■ **What you are asked to do**
All of the data needs to come back exactly as written.
+++
PR #1342, opened 2024-05-22
chore(v2-migration): Migrate user-role/permissions api into access-control v2

tomaszdurka:
…ntrol v2


libs/access-control/api/src/lib/user-role.model.ts
```diff
@@ -0,0 +1,139 @@
...
+
+  @Field(() => Boolean)
+  systemRole!: boolean
+
+  @Field(() => [Permission])
+  permissions!: Permission[]
+}
+
+@ObjectType()
+export class PageInfo {
```
Itrulia, line 34: Checkout: https://github.com/wepublish/wepublish/blob/master/libs/event/api/src/lib/event.model.ts#L79

libs/access-control/api/src/lib/user-role.model.ts
```diff
@@ -0,0 +1,139 @@
...
+export class CreateUserRoleInput {
+  @Field()
+  name!: string
+
+  @Field(() => [String])
+  permissionIDs!: string[]
+}
+
+@ArgsType()
+export class CreateUserRoleArgs {
```
Itrulia, line 118: Not needed and we can use CreateUserRoleInput directly as args type.

libs/access-control/api/src/lib/user-role.model.ts
```diff
@@ -0,0 +1,139 @@
...
+
+  @Field({nullable: true})
+  name?: string
+
+  @Field(() => [String], {nullable: true})
+  permissionIDs?: string[]
+}
+
+@ArgsType()
+export class UpdateUserRoleArgs {
```
Itrulia, line 136: Same here as above

libs/access-control/api/src/lib/user-role.service.ts
```diff
@@ -0,0 +1,78 @@
...
+  createUserRole(data: CreateUserRoleInput) {
+    return this.prisma.userRole.create({
+      data: {...data, systemRole: false}
+    })
+  }
+
+  async updateUserRole({id, ...data}: UpdateUserRoleInput) {
+    const role = await this.prisma.userRole.findUnique({where: {id}})
+    if (role?.systemRole) {
+      throw new Error('Cannot change SystemRoles')
```
Itrulia, line 63:
```suggestion
      throw new Error('Cannot change a system role')
```

libs/access-control/api/src/lib/user-role.service.ts
```diff
@@ -0,0 +1,78 @@
...
+    return this.prisma.userRole.update({
+      where: {id},
+      data
+    })
+  }
+
+  async deleteUserRoleById(id: string) {
+    const role = await this.prisma.userRole.findUnique({where: {id}})
+    if (role?.systemRole) {
+      throw new Error('Cannot delete SystemRoles')
```
Itrulia, line 74:
```suggestion
      throw new Error('Cannot delete a system role')
```

libs/access-control/api/src/lib/user-role.resolver.ts
```diff
@@ -0,0 +1,52 @@
...
+import {Permissions} from '@wepublish/permissions/api'
+
+@Resolver(() => UserRole)
+export class UserRoleResolver {
+  constructor(private readonly userRoleService: UserRoleService) {}
+
+  @Query(() => UserRole, {description: 'Returns a user role'})
+  @Permissions(CanGetUserRole)
+  getUserRoleById(@Args() args: UserRoleIdArgs) {
+    return this.userRoleService.getUserRoleById(args.id)
```
Itrulia, line 26: Missing dataloader

libs/access-control/api/src/lib/user-role.service.ts
```diff
@@ -0,0 +1,78 @@
+import {Injectable} from '@nestjs/common'
+import {PrismaService} from '@wepublish/nest-modules'
+import {CreateUserRoleInput, GetUserRolesArgs, UpdateUserRoleInput} from './user-role.model'
+import {getMaxTake} from '@wepublish/utils/api'
+
+@Injectable()
+export class UserRoleService {
```
Itrulia, line 7: Missing dataloader decorators

libs/utils/api/src/lib/graphql/max-limit.ts
```diff
@@ -1,3 +1,3 @@
 const MaxResultsPerPage = 100
 
-export const getMaxTake = (take: number) => Math.min(take, MaxResultsPerPage)
+export const getMaxTake = (take?: number) => Math.min(take ?? MaxResultsPerPage, MaxResultsPerPage)
```
Itrulia, line 3: Don't think this is the default we want or the place to set a default.

libs/access-control/api/src/lib/access-control-api.module.ts
Itrulia, line 1: Don't think the naming of the library/module is consistent with the rest of the application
+++
■ **Solution**
PR #1342, opened 2024-05-22
chore(v2-migration): Migrate user-role/permissions api into access-control v2

tomaszdurka:
…ntrol v2


libs/access-control/api/src/lib/user-role.model.ts
```diff
@@ -0,0 +1,139 @@
...
+
+  @Field(() => Boolean)
+  systemRole!: boolean
+
+  @Field(() => [Permission])
+  permissions!: Permission[]
+}
+
+@ObjectType()
+export class PageInfo {
```
Itrulia, line 34: Checkout: https://github.com/wepublish/wepublish/blob/master/libs/event/api/src/lib/event.model.ts#L79

libs/access-control/api/src/lib/user-role.model.ts
```diff
@@ -0,0 +1,139 @@
...
+export class CreateUserRoleInput {
+  @Field()
+  name!: string
+
+  @Field(() => [String])
+  permissionIDs!: string[]
+}
+
+@ArgsType()
+export class CreateUserRoleArgs {
```
Itrulia, line 118: Not needed and we can use CreateUserRoleInput directly as args type.

libs/access-control/api/src/lib/user-role.model.ts
```diff
@@ -0,0 +1,139 @@
...
+
+  @Field({nullable: true})
+  name?: string
+
+  @Field(() => [String], {nullable: true})
+  permissionIDs?: string[]
+}
+
+@ArgsType()
+export class UpdateUserRoleArgs {
```
Itrulia, line 136: Same here as above

libs/access-control/api/src/lib/user-role.service.ts
```diff
@@ -0,0 +1,78 @@
...
+  createUserRole(data: CreateUserRoleInput) {
+    return this.prisma.userRole.create({
+      data: {...data, systemRole: false}
+    })
+  }
+
+  async updateUserRole({id, ...data}: UpdateUserRoleInput) {
+    const role = await this.prisma.userRole.findUnique({where: {id}})
+    if (role?.systemRole) {
+      throw new Error('Cannot change SystemRoles')
```
Itrulia, line 63:
```suggestion
      throw new Error('Cannot change a system role')
```

libs/access-control/api/src/lib/user-role.service.ts
```diff
@@ -0,0 +1,78 @@
...
+    return this.prisma.userRole.update({
+      where: {id},
+      data
+    })
+  }
+
+  async deleteUserRoleById(id: string) {
+    const role = await this.prisma.userRole.findUnique({where: {id}})
+    if (role?.systemRole) {
+      throw new Error('Cannot delete SystemRoles')
```
Itrulia, line 74:
```suggestion
      throw new Error('Cannot delete a system role')
```

libs/access-control/api/src/lib/user-role.resolver.ts
```diff
@@ -0,0 +1,52 @@
...
+import {Permissions} from '@wepublish/permissions/api'
+
+@Resolver(() => UserRole)
+export class UserRoleResolver {
+  constructor(private readonly userRoleService: UserRoleService) {}
+
+  @Query(() => UserRole, {description: 'Returns a user role'})
+  @Permissions(CanGetUserRole)
+  getUserRoleById(@Args() args: UserRoleIdArgs) {
+    return this.userRoleService.getUserRoleById(args.id)
```
Itrulia, line 26: Missing dataloader

libs/access-control/api/src/lib/user-role.service.ts
```diff
@@ -0,0 +1,78 @@
+import {Injectable} from '@nestjs/common'
+import {PrismaService} from '@wepublish/nest-modules'
+import {CreateUserRoleInput, GetUserRolesArgs, UpdateUserRoleInput} from './user-role.model'
+import {getMaxTake} from '@wepublish/utils/api'
+
+@Injectable()
+export class UserRoleService {
```
Itrulia, line 7: Missing dataloader decorators

libs/utils/api/src/lib/graphql/max-limit.ts
```diff
@@ -1,3 +1,3 @@
 const MaxResultsPerPage = 100
 
-export const getMaxTake = (take: number) => Math.min(take, MaxResultsPerPage)
+export const getMaxTake = (take?: number) => Math.min(take ?? MaxResultsPerPage, MaxResultsPerPage)
```
Itrulia, line 3: Don't think this is the default we want or the place to set a default.

libs/access-control/api/src/lib/access-control-api.module.ts
Itrulia, line 1: Don't think the naming of the library/module is consistent with the rest of the application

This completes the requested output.